I can still remember my mum sitting with me on the sofa, trying very hard not to cry, telling me that he wasn’t very well. His kidneys were failing and he needed to go to the vets to be put to sleep. She told me that he was in pain and because we loved him, we had to let him go - I can't say I was very happy about her attitude at the time. I loved him way too much to let him go anywhere. They’d waited ten year for a child before I came along and Paddy had been her substitute baby; she worried that he’d be jealous when I was born. Where as in fact he became my constant companion as I grew up, he was never far away from me.

I can clearly recall sitting behind the sofa hugging him, knowing that when he went through the door I’d never see him again. I cut a curl from his coat with a pair of scissors and hid it in a box upstairs, just so I’d always have something to remember him by - see, I was even a sentimental, silly cow back then . No, I’ve not a clue what happened to that curl, time being the greatest of healers and eventually months later another dog came into my life. A mogul that we called Cindy.

She belonged to a couple with a baby that lived in a high-rise flat – I don’t think I’ll ever forget the first time she was let out in our back garden. She jumped a foot up in the air when her feet touched the grass; I think she’d only been on concrete up until then. She used to have what we called a ‘mad fit’. Every so often the pure joy of life and the freedom she now had used to go to her head and she run up and down the garden at full pelt barking and jumping in the air.

And that’s where we’ll leave her story for now; unfortunately she was killed by a car six years later.

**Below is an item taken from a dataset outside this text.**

PR #705, opened 2025-02-07
use ret instead of 0 return

### LINKED ISSUE #704: dev: use low level ret after an assert 0 = 1
## Why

It had been a windy night and the gate at the top of the garden had blown open. She’d got into a neighbours garden and then onto the road. I certainly don’t feel like recalling that story at the moment; I'm trying to remain positive - anyway I'm out of tissues and it would only make me cry :-)

2 comments:

Anonymous said...

A friend of mine told me she never wants a pet again. In the whole life we remember always the loses. Sure also the happy days but she thinks she'll never want to bring a pet to the doctor to let it put down. She has a point with it.

sommer

Sue said...

After the ducks died I swore I’d never have any more pets but now I’m glad I did. Watching the new ducks interact with each other and the dogs, gives me many a laugh. Time really is a great healer – for all forms grief. Eventually the good memories are the ones that come to mind – humans do have a way of forgetting the bad ones. A built in survival mechanism, I suppose. It would be so very sad to deprive yourself of the unconditional love a pet gives for fear of being hurt when you have to say goodbye – we all need to make new memories to replace old sad ones. As the saying goes, it’s better to have loved and lost, than never loved at all. But passing the occasional tear isn’t a bad thing either – if only so we understand what it feels like when someone else loses someone they love.

At least with pets, when they are ill and in pain, you can do something to put a stop to it; they don’t have to continue to suffer. That is a very small price to pay for the love they give so freely. Personally, I think it’s sadder that there are people that just don’t understand the grief you feel when you lose a pet – that they have never experienced that bond with an animal.